# The Working Dogs of OZ



## Diwundrin (Nov 5, 2013)

I doubt we could have pioneered this country without working dogs.  They don't get the recognition they deserve in our history.
How would our wool and cattle industries have fared without the Kelpie and Blue Heeler? 
 Tough as old boots to handle the terrain and can run all day on a cup of water and a biscuit and enjoy every minute of it. 
They're born for it, 6 week old pups start rounding things up just by pure instinct.
There are newer breeds in action these days but to my mind the Kelpie is still the all rounder King.

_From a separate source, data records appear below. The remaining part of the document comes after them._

PR #359, opened 2024-12-13
Wrap TileDB 2.27.0 APIs

shaunrd0:
This wraps TileDB core APIs added in 2.27.0

### DIFF
--- a/enumeration_experimental.go
+++ b/enumeration_experimental.go
@@ -393,20 +393,20 @@ func (a *ArraySchema) EnumerationFromName(name string) (*Enumeration, error) {
 	defer C.free(unsafe.Pointer(cName))
 	ret := C.tiledb_array_schema_get_enumeration_from_name(a.context.tiledbContext, a.tiledbArraySchema, cName, &enum.tiledbEnum)
 	if ret != C.TILEDB_OK {
-		return nil, fmt.Errorf("Error getting enumeration from name: %s", a.context.LastError())
+		return nil, fmt.Errorf("error getting enumeration from name: %w", a.context.LastError())
 	}
 	freeOnGC(enum)
 	return enum, nil
 }
 
-// EnumerationFromName gets an Enumeration from the ArraySchema by it's Attribute name
+// EnumerationFromName gets an Enumeration from the ArraySchema by its Attribute name.
 func (a *ArraySchema) EnumerationFromAttributeName(name string) (*Enumeration, error) {
 	enum := &Enumeration{context: a.context}
 	cName := C.CString(name)
 	defer C.free(unsafe.Pointer(cName))
 	ret := C.tiledb_array_schema_get_enumeration_from_attribute_name(a.context.tiledbContext, a.tiledbArraySchema, cName, &enum.tiledbEnum)
 	if ret != C.TILEDB_OK {
-		return nil, fmt.Errorf("Error getting enumeration from attribute name: %s", a.context.LastError())
+		return nil, fmt.Errorf("error getting enumeration from attribute name: %w", a.context.LastError())
 	}
 	freeOnGC(enum)
 	return enum, nil
@@ -427,7 +427,7 @@ func (a *Array) LoadAllEnumerations() error {
 func (a *Array) LoadEnumerationsAllSchemas() error {
 	ret := C.tiledb_array_load_enumerations_all_schemas(a.context.tiledbContext, a.tiledbArray)
 	if ret != C.TILEDB_OK {
-		return fmt.Errorf("Error loading enumerations for all schemas: %s", a.context.LastError())
+		return fmt.Errorf("error loading enumerations for all schemas: %w", a.context.LastError())
 	}
 
 	return nil
--- a/enumeration_experimental.go
+++ b/enumeration_experimental.go
@@ -385,12 +385,46 @@ func (a *ArraySchema) AddEnumeration(e *Enumeration) error {
 	return nil
 }
 
+func (a *ArraySchema) EnumerationFromName(name string) (*Enumeration, error) {
+	enum := &Enumeration{context: a.context}
+	cName := C.CString(name)
+	defer C.free(unsafe.Pointer(cName))
+	ret := C.tiledb_array_schema_get_enumeration_from_name(a.context.tiledbContext, a.tiledbArraySchema, cName, &enum.tiledbEnum)
+	if ret != C.TILEDB_OK {
+		return nil, fmt.Errorf("Error getting enumeration from name: %s", a.context.LastError())
+	}
+	freeOnGC(enum)
+	return enum, nil
+}
+
+func (a *ArraySchema) EnumerationFromAttributeName(name string) (*Enumeration, error) {
+	enum := &Enumeration{context: a.context}
+	cName := C.CString(name)
+	defer C.free(unsafe.Pointer(cName))
+	ret := C.tiledb_array_schema_get_enumeration_from_attribute_name(a.context.tiledbContext, a.tiledbArraySchema, cName, &enum.tiledbEnum)
+	if ret != C.TILEDB_OK {
+		return nil, fmt.Errorf("Error getting enumeration from attribute name: %s", a.context.LastError())
+	}
+	freeOnGC(enum)
+	return enum, nil
+}
+
 // LoadAllEnumeration is for use with TileDB cloud arrays. It fetches the enumeration values from the server.
 // The method is called ondemand if the client tries to fetch enumeration values for a tiledb:// array.
 func (a *Array) LoadAllEnumerations() error {
 	ret := C.tiledb_array_load_all_enumerations(a.context.tiledbContext, a.tiledbArray)
 	if ret != C.TILEDB_OK {
 		return fmt.Errorf("Error loading all enumerations: %s", a.context.LastError())
+	}
+
+	return nil
+}
+
+// LoadEnumerationsAllSchemas is for use with TileDB cloud arrays. It fetches the enumeration values from the server for all array schemas, past and present.
+func (a *Array) LoadEnumerationsAllSchemas() error {
+	ret := C.tiledb_array_load_enumerations_all_schemas(a.context.tiledbContext, a.tiledbArray)
+	if ret != C.TILEDB_OK {
+		return fmt.Errorf("Error loading enumerations for all schemas: %s", a.context.LastError())
 	}
 
 	return nil
--- a/enumeration_experimental.go
+++ b/enumeration_experimental.go
@@ -155,6 +155,7 @@ func (e *Enumeration) Name() (string, error) {
 	if ret != C.TILEDB_OK {
 		return "", fmt.Errorf("Error getting name: %s", e.context.LastError())
 	}
+	defer C.tiledb_string_free(&str)
 
 	var cName *C.char
 	var cNameSize C.size_t
@@ -468,6 +469,7 @@ func (a *Attribute) GetEnumerationName() (string, error) {
 	if ret != C.TILEDB_OK {
 		return "", fmt.Errorf("Error getting enumeration name: %s", a.context.LastError())
 	}
+	defer C.tiledb_string_free(&str)
 
 	var cName *C.char
 	var cNameSize C.size_t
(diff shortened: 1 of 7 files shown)


group.go
```diff
@@ -436,3 +449,36 @@ func (g *Group) Delete(recursive bool) error {
...
+func (g *Group) IsOpen() (bool, error) {
+	var isOpen C.int32_t
+
+	ret := C.tiledb_group_is_open(g.context.tiledbContext, g.group, &isOpen)
+	if ret != C.TILEDB_OK {
+		return false, fmt.Errorf("Error checking if group is open: %s", g.context.LastError())
+	}
+
+	return isOpen > 0, nil
+}
```
teo-tsirpanis, line 484: I would either return false or panic here in case of an error; I think it's excessive to return `(T, error)` for every single API regardless of how [trivial](https://github.com/TileDB-Inc/TileDB/blob/c0458631faeeeb31f83ff4ec1ef8b3f94606c6c2/tiledb/api/c_api/group/group_api.cc#L390-L398) it is, and has made using the API difficult. Several other similar APIs come to my mind and we should consider changing them in the future.

group.go
```diff
@@ -388,21 +388,34 @@ func (g *Group) GetMetadataFromIndexWithValueLimit(index uint64, limit *uint) (*
...
 	var cRecurse C.uint8_t
 	if recurse {
 		cRecurse = 1
 	}
 
-	ret := C.tiledb_group_dump_str(g.context.tiledbContext, g.group, &cOutput, cRecurse)
+	ret := C.tiledb_group_dump_str_v2(g.context.tiledbContext, g.group, &tdbString, cRecurse)
 	if ret != C.TILEDB_OK {
 		return "", fmt.Errorf("Error dumping group contents: %s", g.context.LastError())
 	}
```
teo-tsirpanis, line 411:
```suggestion
	}
	defer C.tiledb_string_free(&tdbString)
```

enumeration_experimental.go
```diff
@@ -385,6 +385,32 @@ func (a *ArraySchema) AddEnumeration(e *Enumeration) error {
...
+	enum := &Enumeration{context: a.context}
+	cName := C.CString(name)
+	defer C.free(unsafe.Pointer(cName))
+	ret := C.tiledb_array_schema_get_enumeration_from_attribute_name(a.context.tiledbContext, a.tiledbArraySchema, cName, &enum.tiledbEnum)
+	if ret != C.TILEDB_OK {
+		return nil, fmt.Errorf("Error getting enumeration from attribute name: %s", a.context.LastError())
+	}
+	freeOnGC(enum)
+	return enum, nil
+}
```
teo-tsirpanis, line 412: I completely missed these when they were added. 😅

fragment_info.go
```diff
@@ -570,6 +570,17 @@ func (fI *FragmentInfo) DumpSTDOUT() error {
 	return nil
 }
 
+// String retrieves the string representation of the FragmentInfo
+func (fI *FragmentInfo) String() (string, error) {
```
teo-tsirpanis, line 574: Same with returning `error` here. Returning just a string would enable `FragmentInfo` to participate in [string formatting](https://pkg.go.dev/fmt). We shouldn't panic in this case, but return the error string or an `<ERROR>` placeholder.

shaunrd0: Done, thanks for the review!

group.go
shaunrd0: Done

group.go
shaunrd0: Nice catch, I found some more of these and freed those as well

teo-tsirpanis (approved):
Thanks! I would like a second opinion about not returning error on `Group.IsOpen()`.

enumeration_experimental.go
```diff
@@ -385,6 +386,32 @@ func (a *ArraySchema) AddEnumeration(e *Enumeration) error {
...
 }
 
+// EnumerationFromName gets an Enumeration from the ArraySchema by name
+func (a *ArraySchema) EnumerationFromName(name string) (*Enumeration, error) {
+	enum := &Enumeration{context: a.context}
+	cName := C.CString(name)
+	defer C.free(unsafe.Pointer(cName))
+	ret := C.tiledb_array_schema_get_enumeration_from_name(a.context.tiledbContext, a.tiledbArraySchema, cName, &enum.tiledbEnum)
+	if ret != C.TILEDB_OK {
+		return nil, fmt.Errorf("Error getting enumeration from name: %s", a.context.LastError())
```
NullHypothesis, line 396: Nit: Errors should be lower case (see [Go's documentation](https://go.dev/wiki/CodeReviewComments#error-strings)) and we should use `%w` for error wrapping, which allows the caller to use `errors.{Unwrap,Is,As}`.
```suggestion
		return nil, fmt.Errorf("error getting enumeration from name: %w", a.context.LastError())
```

enumeration_experimental.go
```diff
@@ -385,6 +386,32 @@ func (a *ArraySchema) AddEnumeration(e *Enumeration) error {
...
+}
+
+// EnumerationFromName gets an Enumeration from the ArraySchema by it's Attribute name
+func (a *ArraySchema) EnumerationFromAttributeName(name string) (*Enumeration, error) {
+	enum := &Enumeration{context: a.context}
+	cName := C.CString(name)
+	defer C.free(unsafe.Pointer(cName))
+	ret := C.tiledb_array_schema_get_enumeration_from_attribute_name(a.context.tiledbContext, a.tiledbArraySchema, cName, &enum.tiledbEnum)
+	if ret != C.TILEDB_OK {
+		return nil, fmt.Errorf("Error getting enumeration from attribute name: %s", a.context.LastError())
```
NullHypothesis, line 409: Same as above.
```suggestion
		return nil, fmt.Errorf("error getting enumeration from attribute name: %w", a.context.LastError())
```

enumeration_experimental.go
```diff
@@ -396,6 +423,16 @@ func (a *Array) LoadAllEnumerations() error {
 	return nil
 }
 
+// LoadEnumerationsAllSchemas is for use with TileDB cloud arrays. It fetches the enumeration values from the server for all array schemas, past and present.
+func (a *Array) LoadEnumerationsAllSchemas() error {
+	ret := C.tiledb_array_load_enumerations_all_schemas(a.context.tiledbContext, a.tiledbArray)
+	if ret != C.TILEDB_OK {
+		return fmt.Errorf("Error loading enumerations for all schemas: %s", a.context.LastError())
```
NullHypothesis, line 430: Same as above.
```suggestion
		return fmt.Errorf("error loading enumerations for all schemas: %w", a.context.LastError())
```

fragment_info.go
```diff
@@ -570,6 +570,23 @@ func (fI *FragmentInfo) DumpSTDOUT() error {
 	return nil
 }
 
+// String retrieves the string representation of the FragmentInfo
+func (fI *FragmentInfo) String() string {
+	var tdbString *C.tiledb_string_t
+
+	ret := C.tiledb_fragment_info_dump_str(fI.context.tiledbContext, fI.tiledbFragmentInfo, &tdbString)
+	if ret != C.TILEDB_OK {
+		return fmt.Sprintf("Error dumping fragment info to string: %s", fI.context.LastError())
```
NullHypothesis, line 579: Shouldn't we return an error here instead? Doesn't seem right that we only return a string but the string can contain an error.

group.go
```diff
@@ -388,21 +388,31 @@ func (g *Group) GetMetadataFromIndexWithValueLimit(index uint64, limit *uint) (*
 	return &groupMetadata, nil
 }
 
+// Dump the Group to a string value
 func (g *Group) Dump(recurse bool) (string, error) {
-	var cOutput *C.char
-	defer C.free(unsafe.Pointer(cOutput))
+	if !g.IsOpen() {
+		return "", fmt.Errorf("Error dumping group to string: Group must be opened in TILEDB_READ mode")
```
NullHypothesis, line 394:
```suggestion
		return "", fmt.Errorf("error dumping group to string: group must be opened in TILEDB_READ mode")
```

group.go
```diff
@@ -388,21 +388,31 @@ func (g *Group) GetMetadataFromIndexWithValueLimit(index uint64, limit *uint) (*
...
+	ret := C.tiledb_group_dump_str_v2(g.context.tiledbContext, g.group, &tdbString, cRecurse)
 	if ret != C.TILEDB_OK {
 		return "", fmt.Errorf("Error dumping group contents: %s", g.context.LastError())
 	}
+	defer C.tiledb_string_free(&tdbString)
 
-	return C.GoString(cOutput), nil
+	dumpStr, err := stringHandleToString(tdbString)
+	if err != nil {
+		return "", fmt.Errorf("Error dumping group contents: %s", g.context.LastError())
```
NullHypothesis, line 412:
```suggestion
		return "", fmt.Errorf("error dumping group contents: %w", g.context.LastError())
```

group.go
```diff
@@ -436,3 +446,36 @@ func (g *Group) Delete(recursive bool) error {
 	}
 	return nil
 }
+
+// AddMemberWithType adds a member to the Group providing its type
```
NullHypothesis, line 450: Was this comment cut off? 🤔 Either way, I would add a period.

group.go
```diff
@@ -436,3 +446,36 @@ func (g *Group) Delete(recursive bool) error {
...
+// This method is recommended for performance when operating on remote groups
```
NullHypothesis, line 451:
```suggestion
// This method is recommended for performance when operating on remote groups.
```

group.go
```diff
@@ -436,3 +446,36 @@ func (g *Group) Delete(recursive bool) error {
...
+	defer C.free(unsafe.Pointer(cname))
+
+	var cRelative C.uint8_t
+	if isRelativeURI {
+		cRelative = 1
+	}
+
+	ret := C.tiledb_group_add_member_with_type(g.context.tiledbContext, g.group, curi, cRelative, cname, C.tiledb_object_t(objectType))
+	if ret != C.TILEDB_OK {
+		return fmt.Errorf("Error adding member with type to group: %s", g.context.LastError())
```
NullHypothesis, line 466:
```suggestion
		return fmt.Errorf("error adding member with type to group: %w", g.context.LastError())
```

group.go
```diff
@@ -436,3 +446,36 @@ func (g *Group) Delete(recursive bool) error {
...
+	}
+	return nil
+}
+
+// IsOpen returns true if the Group is open or false if the group is closed
```
NullHypothesis, line 471:
```suggestion
// IsOpen returns true if the Group is open or false if the group is closed.
```

group.go
```diff
@@ -436,3 +446,36 @@ func (g *Group) Delete(recursive bool) error {
...
+func (g *Group) IsOpen() bool {
+	var isOpen C.int32_t
+
+	ret := C.tiledb_group_is_open(g.context.tiledbContext, g.group, &isOpen)
+	if ret != C.TILEDB_OK {
+		panic(fmt.Errorf("Error checking if group is open: %s", g.context.LastError()))
```
NullHypothesis, line 477: I'm not a big fan of panicking here. We tend to only use panics if recovery is impossible. For example, REST panics if it cannot run database migrations upon starting. This doesn't strike me as a case where recovery is impossible, so I'd prefer to bubble up an error here.

query_experimental.go
```diff
@@ -65,6 +65,7 @@ func (q *Query) GetPlan() (string, error) {
 	if ret != C.TILEDB_OK {
 		return "", fmt.Errorf("Error getting query plan: %s", q.context.LastError())
 	}
+	defer C.tiledb_string_free(&plan)
```
NullHypothesis, line 68: ❤️

enumeration_experimental.go
```diff
@@ -432,6 +469,7 @@ func (a *Attribute) GetEnumerationName() (string, error) {
 	if ret != C.TILEDB_OK {
 		return "", fmt.Errorf("Error getting enumeration name: %s", a.context.LastError())
 	}
+	defer C.tiledb_string_free(&str)
```
NullHypothesis, line 472: 😍

NullHypothesis (commented):
Thanks for this! Overall looking great. Left a bunch of hopefully useful comments.

fragment_info.go
shaunrd0: Done, thanks for taking a look

group.go
shaunrd0: Done

NullHypothesis (approved):
Thanks for the changes! A work of art 👌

 Love the no nonsense attitudes of these dogs.  A really exemplary one sells at around $20,000+ and well worth it.  They do the job of at least two men and don't join unions.
Hats off to the workers.

http://www.smh.com.au/photogallery/national/working-dogs-20131026-2w88d.html

(Beats me why a Pug was included, can't imagine them be useful for much on a working farm, but.... ?)


----------



## SifuPhil (Nov 5, 2013)

Top working dog of Oz - 



I'm guessing that these dogs are not treated as family pets? That they're kept in a kennel and well-treated but not invited into the house for snuggles and biscuits?


----------



## Warrigal (Nov 5, 2013)

Phil, that is one ugly dog.
True working dogs are outside dogs. The pug is probably the house dog.

I'm fond of the kelpies too and they do make pets but they do need to herd something.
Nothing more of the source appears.